What the task requires:
Where the string "manpages" shows up in a line of the records, copy that line.

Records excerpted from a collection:
-- -- --

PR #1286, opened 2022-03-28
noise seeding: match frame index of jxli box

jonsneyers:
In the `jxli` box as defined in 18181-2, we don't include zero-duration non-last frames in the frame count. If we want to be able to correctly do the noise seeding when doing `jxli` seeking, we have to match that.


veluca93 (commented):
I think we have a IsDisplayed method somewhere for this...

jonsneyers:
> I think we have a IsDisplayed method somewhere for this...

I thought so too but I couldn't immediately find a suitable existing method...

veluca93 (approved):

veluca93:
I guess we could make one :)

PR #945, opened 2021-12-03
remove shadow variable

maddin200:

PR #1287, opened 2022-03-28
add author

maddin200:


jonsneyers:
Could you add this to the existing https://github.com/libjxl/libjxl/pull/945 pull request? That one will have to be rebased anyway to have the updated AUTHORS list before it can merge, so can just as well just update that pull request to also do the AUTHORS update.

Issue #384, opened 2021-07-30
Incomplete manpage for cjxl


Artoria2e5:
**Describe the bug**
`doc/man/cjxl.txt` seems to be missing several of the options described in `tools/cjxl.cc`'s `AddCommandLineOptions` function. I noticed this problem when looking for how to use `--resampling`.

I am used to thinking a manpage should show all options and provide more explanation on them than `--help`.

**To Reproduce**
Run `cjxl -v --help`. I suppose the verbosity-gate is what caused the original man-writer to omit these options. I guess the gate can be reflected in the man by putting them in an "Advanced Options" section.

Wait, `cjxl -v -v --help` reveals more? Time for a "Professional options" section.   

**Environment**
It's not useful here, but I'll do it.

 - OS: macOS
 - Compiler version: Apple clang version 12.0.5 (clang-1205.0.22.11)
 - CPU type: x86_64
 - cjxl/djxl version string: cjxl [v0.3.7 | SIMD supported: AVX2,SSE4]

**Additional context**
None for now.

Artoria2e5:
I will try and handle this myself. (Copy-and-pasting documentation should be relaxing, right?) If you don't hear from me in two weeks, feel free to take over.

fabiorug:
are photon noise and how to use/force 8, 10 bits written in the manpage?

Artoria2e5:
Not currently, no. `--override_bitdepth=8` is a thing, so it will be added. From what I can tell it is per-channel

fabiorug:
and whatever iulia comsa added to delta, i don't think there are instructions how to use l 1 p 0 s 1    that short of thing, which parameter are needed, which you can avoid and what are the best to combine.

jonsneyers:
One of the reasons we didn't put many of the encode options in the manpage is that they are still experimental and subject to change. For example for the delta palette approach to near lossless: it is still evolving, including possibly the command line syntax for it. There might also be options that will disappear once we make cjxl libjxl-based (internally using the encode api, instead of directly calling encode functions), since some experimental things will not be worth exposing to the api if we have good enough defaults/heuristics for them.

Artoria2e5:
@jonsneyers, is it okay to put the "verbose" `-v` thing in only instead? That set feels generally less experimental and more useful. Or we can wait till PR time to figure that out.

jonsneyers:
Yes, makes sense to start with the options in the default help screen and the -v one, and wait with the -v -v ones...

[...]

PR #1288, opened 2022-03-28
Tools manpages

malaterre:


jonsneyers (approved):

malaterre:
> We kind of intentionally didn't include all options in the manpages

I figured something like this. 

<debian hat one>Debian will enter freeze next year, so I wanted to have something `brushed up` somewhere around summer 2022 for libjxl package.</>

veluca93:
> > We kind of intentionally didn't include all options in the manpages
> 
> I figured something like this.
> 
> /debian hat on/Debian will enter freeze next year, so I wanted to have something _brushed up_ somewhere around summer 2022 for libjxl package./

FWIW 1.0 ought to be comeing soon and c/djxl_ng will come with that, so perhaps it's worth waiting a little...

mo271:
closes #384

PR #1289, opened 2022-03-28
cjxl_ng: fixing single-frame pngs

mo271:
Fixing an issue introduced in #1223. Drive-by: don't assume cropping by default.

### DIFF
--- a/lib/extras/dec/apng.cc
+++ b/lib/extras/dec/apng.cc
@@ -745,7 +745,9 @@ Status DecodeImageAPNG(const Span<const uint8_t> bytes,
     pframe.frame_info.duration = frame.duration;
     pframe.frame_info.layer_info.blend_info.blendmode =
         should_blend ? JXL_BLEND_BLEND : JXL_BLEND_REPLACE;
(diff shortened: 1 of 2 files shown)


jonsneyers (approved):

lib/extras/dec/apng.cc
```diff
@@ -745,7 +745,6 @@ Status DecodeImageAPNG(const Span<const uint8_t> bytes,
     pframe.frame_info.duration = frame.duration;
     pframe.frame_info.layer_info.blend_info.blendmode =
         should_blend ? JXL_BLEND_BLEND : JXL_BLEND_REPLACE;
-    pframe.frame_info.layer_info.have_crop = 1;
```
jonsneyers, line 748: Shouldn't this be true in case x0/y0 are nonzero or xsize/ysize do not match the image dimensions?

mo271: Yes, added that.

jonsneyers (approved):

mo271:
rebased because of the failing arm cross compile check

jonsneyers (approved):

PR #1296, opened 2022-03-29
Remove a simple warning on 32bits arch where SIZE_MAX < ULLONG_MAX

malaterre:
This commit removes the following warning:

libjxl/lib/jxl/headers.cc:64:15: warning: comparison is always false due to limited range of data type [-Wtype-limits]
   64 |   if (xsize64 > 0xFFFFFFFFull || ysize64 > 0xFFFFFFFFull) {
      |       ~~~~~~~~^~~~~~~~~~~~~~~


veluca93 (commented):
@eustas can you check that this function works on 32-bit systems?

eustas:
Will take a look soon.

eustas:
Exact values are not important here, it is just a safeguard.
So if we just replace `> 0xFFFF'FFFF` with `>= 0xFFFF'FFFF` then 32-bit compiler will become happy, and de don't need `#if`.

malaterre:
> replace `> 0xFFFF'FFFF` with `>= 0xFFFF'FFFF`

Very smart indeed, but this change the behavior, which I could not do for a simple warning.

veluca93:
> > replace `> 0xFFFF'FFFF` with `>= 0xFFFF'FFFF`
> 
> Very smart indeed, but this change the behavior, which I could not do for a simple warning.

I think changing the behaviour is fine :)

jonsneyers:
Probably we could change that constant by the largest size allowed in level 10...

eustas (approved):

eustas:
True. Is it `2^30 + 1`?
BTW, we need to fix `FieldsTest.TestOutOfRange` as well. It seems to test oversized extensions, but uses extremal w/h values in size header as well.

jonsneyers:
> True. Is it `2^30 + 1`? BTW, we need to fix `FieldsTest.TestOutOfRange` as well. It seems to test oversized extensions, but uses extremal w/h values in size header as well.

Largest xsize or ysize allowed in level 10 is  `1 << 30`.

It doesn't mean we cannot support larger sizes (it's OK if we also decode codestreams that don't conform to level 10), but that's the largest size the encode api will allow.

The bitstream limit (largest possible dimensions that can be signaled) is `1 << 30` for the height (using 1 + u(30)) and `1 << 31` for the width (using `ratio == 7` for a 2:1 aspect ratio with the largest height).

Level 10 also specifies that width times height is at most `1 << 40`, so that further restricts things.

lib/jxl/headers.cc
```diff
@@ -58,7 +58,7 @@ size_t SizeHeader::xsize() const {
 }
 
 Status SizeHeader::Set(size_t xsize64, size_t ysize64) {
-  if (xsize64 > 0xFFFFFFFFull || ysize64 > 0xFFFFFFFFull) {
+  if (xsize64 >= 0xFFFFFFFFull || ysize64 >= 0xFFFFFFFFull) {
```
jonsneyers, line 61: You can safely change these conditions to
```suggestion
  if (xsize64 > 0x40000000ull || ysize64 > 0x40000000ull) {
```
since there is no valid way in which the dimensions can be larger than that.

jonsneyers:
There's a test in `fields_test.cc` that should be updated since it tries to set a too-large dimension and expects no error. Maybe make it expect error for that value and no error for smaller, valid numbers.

-- -- --

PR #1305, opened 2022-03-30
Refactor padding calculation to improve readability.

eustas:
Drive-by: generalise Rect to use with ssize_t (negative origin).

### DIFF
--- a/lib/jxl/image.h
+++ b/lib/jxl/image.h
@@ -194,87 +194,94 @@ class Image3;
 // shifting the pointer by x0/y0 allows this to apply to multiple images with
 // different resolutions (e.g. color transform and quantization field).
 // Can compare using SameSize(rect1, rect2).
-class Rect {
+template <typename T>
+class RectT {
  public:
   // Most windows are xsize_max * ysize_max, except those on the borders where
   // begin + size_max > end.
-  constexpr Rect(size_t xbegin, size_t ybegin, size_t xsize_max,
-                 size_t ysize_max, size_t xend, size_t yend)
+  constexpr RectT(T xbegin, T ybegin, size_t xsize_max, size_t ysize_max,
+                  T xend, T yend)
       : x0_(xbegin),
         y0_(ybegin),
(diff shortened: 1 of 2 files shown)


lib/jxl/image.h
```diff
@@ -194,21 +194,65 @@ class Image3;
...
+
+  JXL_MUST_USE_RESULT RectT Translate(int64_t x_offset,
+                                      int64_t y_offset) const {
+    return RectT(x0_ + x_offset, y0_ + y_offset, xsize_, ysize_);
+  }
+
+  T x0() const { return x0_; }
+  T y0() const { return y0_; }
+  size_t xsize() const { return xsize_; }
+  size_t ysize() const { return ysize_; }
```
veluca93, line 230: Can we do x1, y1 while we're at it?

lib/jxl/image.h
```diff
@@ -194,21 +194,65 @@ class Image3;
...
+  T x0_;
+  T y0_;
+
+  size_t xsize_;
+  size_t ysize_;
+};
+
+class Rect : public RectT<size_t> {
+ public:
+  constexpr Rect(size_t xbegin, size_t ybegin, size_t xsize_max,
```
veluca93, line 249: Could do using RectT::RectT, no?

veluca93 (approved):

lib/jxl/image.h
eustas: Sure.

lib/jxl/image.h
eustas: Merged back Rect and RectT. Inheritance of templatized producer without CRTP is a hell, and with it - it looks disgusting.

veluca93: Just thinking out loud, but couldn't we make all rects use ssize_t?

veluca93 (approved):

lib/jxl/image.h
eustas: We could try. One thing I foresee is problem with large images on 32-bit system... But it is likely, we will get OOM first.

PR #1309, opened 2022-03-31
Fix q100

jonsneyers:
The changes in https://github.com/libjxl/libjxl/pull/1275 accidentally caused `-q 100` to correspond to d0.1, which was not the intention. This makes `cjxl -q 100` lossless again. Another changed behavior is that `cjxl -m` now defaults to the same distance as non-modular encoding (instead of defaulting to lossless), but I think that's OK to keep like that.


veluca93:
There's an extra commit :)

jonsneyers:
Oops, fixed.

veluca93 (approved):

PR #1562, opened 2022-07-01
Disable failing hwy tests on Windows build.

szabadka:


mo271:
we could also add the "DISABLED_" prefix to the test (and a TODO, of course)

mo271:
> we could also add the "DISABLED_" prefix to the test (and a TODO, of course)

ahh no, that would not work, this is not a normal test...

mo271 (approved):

-- -- --

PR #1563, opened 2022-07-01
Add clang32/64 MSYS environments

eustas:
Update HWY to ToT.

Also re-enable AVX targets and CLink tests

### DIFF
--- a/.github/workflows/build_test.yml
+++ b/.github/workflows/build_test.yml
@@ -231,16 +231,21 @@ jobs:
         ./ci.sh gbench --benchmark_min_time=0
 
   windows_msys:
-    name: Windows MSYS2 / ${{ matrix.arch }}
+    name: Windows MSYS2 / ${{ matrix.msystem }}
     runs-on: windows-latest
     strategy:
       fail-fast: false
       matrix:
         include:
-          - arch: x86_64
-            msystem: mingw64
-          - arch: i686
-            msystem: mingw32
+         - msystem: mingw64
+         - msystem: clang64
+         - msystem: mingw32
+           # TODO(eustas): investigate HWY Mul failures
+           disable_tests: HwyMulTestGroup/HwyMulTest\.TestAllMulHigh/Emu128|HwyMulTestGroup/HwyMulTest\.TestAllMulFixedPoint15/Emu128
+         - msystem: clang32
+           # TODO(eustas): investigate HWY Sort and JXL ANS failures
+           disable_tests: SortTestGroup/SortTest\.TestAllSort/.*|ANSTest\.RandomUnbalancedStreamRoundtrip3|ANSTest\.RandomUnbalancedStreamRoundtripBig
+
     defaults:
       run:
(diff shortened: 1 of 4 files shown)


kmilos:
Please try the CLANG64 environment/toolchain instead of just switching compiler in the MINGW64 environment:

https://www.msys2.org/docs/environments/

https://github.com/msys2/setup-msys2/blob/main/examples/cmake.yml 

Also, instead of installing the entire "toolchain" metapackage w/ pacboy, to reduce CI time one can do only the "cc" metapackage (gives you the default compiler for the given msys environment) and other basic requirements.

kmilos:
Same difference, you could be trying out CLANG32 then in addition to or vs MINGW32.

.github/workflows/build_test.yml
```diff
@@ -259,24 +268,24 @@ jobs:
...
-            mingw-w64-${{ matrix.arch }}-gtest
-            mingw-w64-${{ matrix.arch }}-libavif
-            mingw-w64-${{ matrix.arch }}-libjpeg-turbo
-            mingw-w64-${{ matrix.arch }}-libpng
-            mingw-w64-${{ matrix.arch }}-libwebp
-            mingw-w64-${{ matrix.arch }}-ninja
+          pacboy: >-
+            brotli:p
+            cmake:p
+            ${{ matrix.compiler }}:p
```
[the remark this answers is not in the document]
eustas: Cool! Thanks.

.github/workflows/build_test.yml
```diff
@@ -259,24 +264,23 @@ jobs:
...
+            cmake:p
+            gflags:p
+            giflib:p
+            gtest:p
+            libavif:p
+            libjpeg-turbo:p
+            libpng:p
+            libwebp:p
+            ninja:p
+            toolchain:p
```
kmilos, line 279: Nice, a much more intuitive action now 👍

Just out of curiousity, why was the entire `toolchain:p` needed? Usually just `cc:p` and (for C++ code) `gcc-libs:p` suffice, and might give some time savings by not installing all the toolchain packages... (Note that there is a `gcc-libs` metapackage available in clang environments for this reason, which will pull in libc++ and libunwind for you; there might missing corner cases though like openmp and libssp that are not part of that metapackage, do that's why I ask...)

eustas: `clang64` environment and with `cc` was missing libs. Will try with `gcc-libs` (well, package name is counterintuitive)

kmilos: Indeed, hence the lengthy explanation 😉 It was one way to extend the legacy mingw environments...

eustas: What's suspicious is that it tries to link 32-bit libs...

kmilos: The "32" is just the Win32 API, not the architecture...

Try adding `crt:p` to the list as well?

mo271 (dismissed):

-- -- --

Output of the exercise:
Tools manpages
> We kind of intentionally didn't include all options in the manpages
> > We kind of intentionally didn't include all options in the manpages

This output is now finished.